[Start of section]

PR #750, opened 2020-05-04
D3ASIM-2286: Adapted precision on price energy day endpoint to 3 deci…

spyrostz:
…mal points.


spyrostz:
> LGTM but would be nice to use pre-existed utility function `round_floats_for_ui`

True, I will adapt it.

PR #1321, opened 2021-11-24
 Allow simulations to be iterated slot by slot to help with debugging

Hassan754:


fievelk:
How does this work? Does one need to manually change the boolean value in the code?

Hassan754:
> How does this work? Does one need to manually change the boolean value in the code? If so, I'd suggest to at least add a cli argument for it.

Yes, we need to explicitly change the boolean value
I did think about adding a cli flag for it but I wasn't sure if it's okay to expose it to all users, what do you think?

hannesdiedrich (commented):
I fail to see the need for this. Why do you pause on every slot? 
We also have `--pause-at` cli flag

Hassan754:
> -pause-a

I personally found it useful when debugging, for example when comparing the states at the end of each time slot, and I thought it would be a nice to have feature

fievelk:
> I did think about adding a cli flag for it but I wasn't sure if it's okay to expose it to all users, what do you think?

I personally like this feature and I found myself in situations in which I would have liked to have it. Regarding end users I'm not sure. I would personally prefer to have a cli option for it, because it would be documented and more stable (maybe even tested when we test the cli and simulation modules).

src/gsy_e/gsy_e_core/cli.py
```diff
@@ -106,7 +108,7 @@ def main(log_level):
                 "(orders can't contain attributes/requirements)."))
 def run(setup_module_name, settings_file, duration, slot_length, tick_length,
         cloud_coverage, compare_alt_pricing, enable_external_connection, start_date,
-        pause_at, slot_length_realtime, enable_dof: bool, **kwargs):
+        pause_at, iterative: bool, slot_length_realtime, enable_dof: bool, **kwargs):
```
fievelk, line 111: I think we could find a different word for it though. "Iterative" is not exactly the same as "step-by-step" I think, but I might be wrong.

Hassan754: I see, I'm also not sure myself but I think that we can find some candidates [here](https://www.merriam-webster.com/thesaurus/step-by-step)

fievelk:
@hannesdiedrich @Hassan754 what do we want to do with this PR? Should we work on it?

Hassan754:
> @hannesdiedrich @Hassan754 what do we want to do with this PR? Should we work on it?

@fievelk I'll find some other term instead of 'iterative' and then ask for another round of review

hannesdiedrich (approved):
I changed my mind for this feature. I think it can be helpful and leave a LGTM here. 
I am also not sure whether `iterative` is a good name for the option. How about `--pause-after-each-slot`?

Hassan754:
> I changed my mind for this feature. I think it can be helpful and leave a LGTM here. I am also not sure whether `iterative` is a good name for the option. How about `--pause-after-each-slot`?

I'm okay with your proposal, @fievelk what's your input on this?

Hassan754:
> I would be ok with Hannes' suggestion. I have two more options that I found looking at synonyms of "step-by-step":
> 
> * stepwise
> * incremental
> 
> Any of the three works for me.

I like these three, @hannesdiedrich it's your call then

hannesdiedrich:
> I like these three, @hannesdiedrich it's your call then

I vote for incremental then. :-)

src/gsy_e/gsy_e_core/simulation.py
```diff
@@ -99,7 +99,7 @@ def __init__(self, setup_module_name: str, simulation_config: SimulationConfig,
 
         self.setup_module_name = setup_module_name
         self.is_stopped = False
-
+        self._incremental_slots = incremental
```
fievelk, line 102: Nit: At first glance, because of the naming, I would expect this variable to contain slots (not a boolean). Why not name it `incremental`? Anyway, not a big deal.

fievelk (dismissed):

src/gsy_e/gsy_e_core/simulation.py
Hassan754: Well both comments make sense, I missed the second one, let find a common ground

Hassan754: What do you have on `self._increment_slots` ?

fievelk: I'd suggest keeping it as it is now so that we can merge it. Any name might sound "incomplete" somehow, so let's give up to language ambiguity :)

hannesdiedrich (approved):
LGTM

[End of section]

WHAT NEEDS TO BE DONE
Lines holding the word "nice" are the answer; copy every one from the records above.

EXPECTED OUTPUT
> LGTM but would be nice to use pre-existed utility function `round_floats_for_ui`
I personally found it useful when debugging, for example when comparing the states at the end of each time slot, and I thought it would be a nice to have feature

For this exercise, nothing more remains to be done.